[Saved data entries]
————————

PR #120, opened 2022-08-10
Add compute requirements to `RunGet` schema

rossgray:


pipeline/schemas/run.py
```diff
@@ -87,10 +87,20 @@ class RunGet(BaseModel):
...
         allow_population_by_field_name = True
 
+    @validator("compute_requirements", pre=True)
+    def compute_requirements_default_if_empty(cls, v):
+        """Return None if no compute_requirements rather than an empty
+        ComputeRequirements object
+        """
+        if not v:
+            return None
+        return v
```
rossgray, line 102: Not sure if this is the most Pythonic way to do this or not but seemed a bit neater to me. Basically if there are no compute requirements then we will have `schema.compute_requirements = None` rather than `schema.compute_requirements = ComputeRequirements(min_gpu_vram_mb=None)`

alexpearce: So that makes it harder (impossible?) for the Run to override the Pipeline's requirements with `None` attributes? e.g. if the Pipeline specifies 8 GB but the Run wants to override that with no requirement.

Probably not a use-case worth spending much time on for now anyway, just wanted to see if I understand the logic.

alexpearce (approved):

pipeline/schemas/run.py
rossgray: I don't believe it should affect that logic since the overriding logic is handled [here](https://github.com/mystic-ai/pipeline-top/blob/main/app/services/run.py#L90-L92) and just takes into account the `RunCreate` data and the Pipeline's requirements from the DB.

At a high level the way I understand it is that the `RunCreate` specifies requirements for creating the run. These are then combined with the requirements on the Pipeline and then a `Run` is created in the DB (a `PipelineRun` or `FunctionRun`). The `RunGet` schema then represents the actual `Run` we have created.

The intention behind this change is to allow us to just to pass `None` to the cluster controller if there are no overall compute requirements rather than an empty `ComputeRequirements` object (my thinking is that it is neater this way since the controller immediately knows there are no compute requirements rather than checking each field in the `ComputeRequirements` to see if they're `None`). You can see this in this test [here](https://github.com/mystic-ai/pipeline-top/pull/242/files#diff-8d185ecb4dd3eca5458bd56b7f1eff971234e31739ac8cf6f6218ba60d7eb129R472).

(Another way to do the above would be to add a method to the `ComputeRequirements` to say whether it is effectively empty or not, or add a `__bool__` method (but not sure if that would mess with Pydantic's internals)).

Let me know if any of this doesn't make sense or if some of my assumptions are wrong.

alexpearce: Makes total sense, yes! I missed that this is on the `RunGet` schema rather than `RunCreate`.

PR #1508, opened 2019-03-14
delete EM6

Yizhuzhu:


web/yo/app/scripts/controllers/drugs.js
```diff
@@ -71,7 +75,7 @@ angular.module('oncokbApp')
 
             $scope.removeDrug = function (drug) {
                 if ($scope.drugMap[drug.uuid]) {
-                    var genes = _.map($scope.drugMap[drug.uuid], (gene) => {
+                    var genes = _.map($scope.drugMap[drug.uuid], function(gene){
```
victoria34: I think you can code in this way:
var genes = _.map($scope.drugMap[drug.uuid], 'geneName');
https://lodash.com/docs/#map

web/yo/app/scripts/controllers/drugs.js
```diff
@@ -42,7 +42,11 @@ angular.module('oncokbApp')
 
 
             function hasSameName(newDrugName, uuid) {
-                return _.some(mainUtils.getKeysWithoutFirebasePrefix($scope.drugList), (key) => ($scope.drugList[key].uuid !== uuid && (newDrugName === $scope.drugList[key].drugName || $scope.drugList[key].synonyms !== undefined && $scope.drugList[key].synonyms.indexOf(newDrugName) > -1)) === true);
+                return _.some(mainUtils.getKeysWithoutFirebasePrefix($scope.drugList), function(key){
+                    if(($scope.drugList[key].uuid !== uuid && (newDrugName === $scope.drugList[key].drugName || $scope.drugList[key].synonyms !== undefined && $scope.drugList[key].synonyms.indexOf(newDrugName) > -1)) === true){
```
victoria34: What if it returns `undefined`? What will happen in curation platform?

Yizhuzhu: It will be handled in $scope.saveDrugName. undefined means can't find any.

victoria34: `Undefined` is quite easy to cause errors. Could you just return an empty string?
```
return $scope.drugList[key].uuid !== uuid && (newDrugName === $scope.drugList[key].drugName || $scope.drugList[key].synonyms !== undefined && $scope.drugList[key].synonyms.indexOf(newDrugName) > -1) ? key : '';
```

Yizhuzhu: Sorry, I didn't explain it clearly.  The result returned will be the result of _.some function. According to the Lodash document, "Returns true if any element passes the predicate check, else false".

PR #1514, opened 2019-03-19
Include therapy stats in a Firebase map structure

Yizhuzhu:


web/yo/app/scripts/services/mainutils.js
```diff
@@ -664,6 +664,125 @@ angular.module('oncokbApp')
                 return item.indexOf("$") !== 0;
             });
         }
+        function checkDifferenceBetweenTherapies(oldContent, newContent){
```
zhx828: If you want to make this a generic method and export, you probably should accept two arrays instead of two string. I don't see much of the use case here by exporting the method if the input needs to be therapy string format.

web/yo/app/scripts/services/mainutils.js
```diff
@@ -703,6 +822,11 @@ angular.module('oncokbApp')
             therapyStrToArr: therapyStrToArr,
             getDrugNameByUuids: getDrugNameByUuids,
             drugUuidtoName: drugUuidtoName,
-            getKeysWithoutFirebasePrefix: getKeysWithoutFirebasePrefix
+            getKeysWithoutFirebasePrefix: getKeysWithoutFirebasePrefix,
```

————————

**Exercise**
Quote each line above in full, word for word.

**Result**
PR #120, opened 2022-08-10
Add compute requirements to `RunGet` schema

rossgray:


pipeline/schemas/run.py
```diff
@@ -87,10 +87,20 @@ class RunGet(BaseModel):
...
         allow_population_by_field_name = True
 
+    @validator("compute_requirements", pre=True)
+    def compute_requirements_default_if_empty(cls, v):
+        """Return None if no compute_requirements rather than an empty
+        ComputeRequirements object
+        """
+        if not v:
+            return None
+        return v
```
rossgray, line 102: Not sure if this is the most Pythonic way to do this or not but seemed a bit neater to me. Basically if there are no compute requirements then we will have `schema.compute_requirements = None` rather than `schema.compute_requirements = ComputeRequirements(min_gpu_vram_mb=None)`

alexpearce: So that makes it harder (impossible?) for the Run to override the Pipeline's requirements with `None` attributes? e.g. if the Pipeline specifies 8 GB but the Run wants to override that with no requirement.

Probably not a use-case worth spending much time on for now anyway, just wanted to see if I understand the logic.

alexpearce (approved):

pipeline/schemas/run.py
rossgray: I don't believe it should affect that logic since the overriding logic is handled [here](https://github.com/mystic-ai/pipeline-top/blob/main/app/services/run.py#L90-L92) and just takes into account the `RunCreate` data and the Pipeline's requirements from the DB.

At a high level the way I understand it is that the `RunCreate` specifies requirements for creating the run. These are then combined with the requirements on the Pipeline and then a `Run` is created in the DB (a `PipelineRun` or `FunctionRun`). The `RunGet` schema then represents the actual `Run` we have created.

The intention behind this change is to allow us to just to pass `None` to the cluster controller if there are no overall compute requirements rather than an empty `ComputeRequirements` object (my thinking is that it is neater this way since the controller immediately knows there are no compute requirements rather than checking each field in the `ComputeRequirements` to see if they're `None`). You can see this in this test [here](https://github.com/mystic-ai/pipeline-top/pull/242/files#diff-8d185ecb4dd3eca5458bd56b7f1eff971234e31739ac8cf6f6218ba60d7eb129R472).

(Another way to do the above would be to add a method to the `ComputeRequirements` to say whether it is effectively empty or not, or add a `__bool__` method (but not sure if that would mess with Pydantic's internals)).

Let me know if any of this doesn't make sense or if some of my assumptions are wrong.

alexpearce: Makes total sense, yes! I missed that this is on the `RunGet` schema rather than `RunCreate`.

PR #1508, opened 2019-03-14
delete EM6

Yizhuzhu:


web/yo/app/scripts/controllers/drugs.js
```diff
@@ -71,7 +75,7 @@ angular.module('oncokbApp')
 
             $scope.removeDrug = function (drug) {
                 if ($scope.drugMap[drug.uuid]) {
-                    var genes = _.map($scope.drugMap[drug.uuid], (gene) => {
+                    var genes = _.map($scope.drugMap[drug.uuid], function(gene){
```
victoria34: I think you can code in this way:
var genes = _.map($scope.drugMap[drug.uuid], 'geneName');
https://lodash.com/docs/#map

web/yo/app/scripts/controllers/drugs.js
```diff
@@ -42,7 +42,11 @@ angular.module('oncokbApp')
 
 
             function hasSameName(newDrugName, uuid) {
-                return _.some(mainUtils.getKeysWithoutFirebasePrefix($scope.drugList), (key) => ($scope.drugList[key].uuid !== uuid && (newDrugName === $scope.drugList[key].drugName || $scope.drugList[key].synonyms !== undefined && $scope.drugList[key].synonyms.indexOf(newDrugName) > -1)) === true);
+                return _.some(mainUtils.getKeysWithoutFirebasePrefix($scope.drugList), function(key){
+                    if(($scope.drugList[key].uuid !== uuid && (newDrugName === $scope.drugList[key].drugName || $scope.drugList[key].synonyms !== undefined && $scope.drugList[key].synonyms.indexOf(newDrugName) > -1)) === true){
```
victoria34: What if it returns `undefined`? What will happen in curation platform?

Yizhuzhu: It will be handled in $scope.saveDrugName. undefined means can't find any.

victoria34: `Undefined` is quite easy to cause errors. Could you just return an empty string?
```
return $scope.drugList[key].uuid !== uuid && (newDrugName === $scope.drugList[key].drugName || $scope.drugList[key].synonyms !== undefined && $scope.drugList[key].synonyms.indexOf(newDrugName) > -1) ? key : '';
```

Yizhuzhu: Sorry, I didn't explain it clearly.  The result returned will be the result of _.some function. According to the Lodash document, "Returns true if any element passes the predicate check, else false".

PR #1514, opened 2019-03-19
Include therapy stats in a Firebase map structure

Yizhuzhu:


web/yo/app/scripts/services/mainutils.js
```diff
@@ -664,6 +664,125 @@ angular.module('oncokbApp')
                 return item.indexOf("$") !== 0;
             });
         }
+        function checkDifferenceBetweenTherapies(oldContent, newContent){
```
zhx828: If you want to make this a generic method and export, you probably should accept two arrays instead of two string. I don't see much of the use case here by exporting the method if the input needs to be therapy string format.

web/yo/app/scripts/services/mainutils.js
```diff
@@ -703,6 +822,11 @@ angular.module('oncokbApp')
             therapyStrToArr: therapyStrToArr,
             getDrugNameByUuids: getDrugNameByUuids,
             drugUuidtoName: drugUuidtoName,
-            getKeysWithoutFirebasePrefix: getKeysWithoutFirebasePrefix
+            getKeysWithoutFirebasePrefix: getKeysWithoutFirebasePrefix,
```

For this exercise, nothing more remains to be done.